Natale 2018

Ciao! Ho solo un paio di minuti, ma ho un pensiero che mi gira in testa da ieri sera di cui ti voglio parlare. È nato tutto da un messaggio che mi è stato inviato su Facebook da una lettrice di questo blog. Non racconterò nello specifico il contenuto, ma questa persona mi ha chiesto se nei post che pubblico qui, fossi davvero sincero. Ha esordito dicendo “Tu vuoi essere simpatico e lo sei, vuoi sembrare allegro e lo sembri, ma a me, i tuoi occhi sembrano tristi. Mi sembra che dentro di te ci sia rabbia, certamente ne hai ragione, e se così fosse, allora buttala fuori anche con chi ti legge. Io così, ti sentirei più vicino.”

Mi ha fatto piacere, come mi fa piacere con tutti messaggi che ricevo, avere la possibilità di confrontarmi con lei, e spiegarle quale filosofia mi porti a comportarmi come faccio, ogni giorno.
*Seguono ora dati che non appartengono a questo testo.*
PR #4864, opened 2025-08-21
[AIDM-6] Surface GraphQL errors in Error Tracking

marcotc:
**What does this PR do?**
Adds [Datadog Error Tracking](https://docs.datadoghq.com/error_tracking/) support for GraphQL, using with OpenTelemetry semantics. This allows rich reporting and monitoring on GraphQL execution errors.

Perché sebbene a me risulti limpido e cristallino, non posso fare a meno di riconoscere che agli occhi delle altre persone, il mio atteggiamento risulti strano, a tratti addirittura incomprensibile. La domanda che si pongono, almeno credo, è come sia possibile che io, con tutto quello che mi è capitato, possa essere felice. Come può il mio atteggiamento positivo non essere una forzatura, se la vita è stata tanto crudele nei miei confronti? Sono davvero immune alle emozioni negative?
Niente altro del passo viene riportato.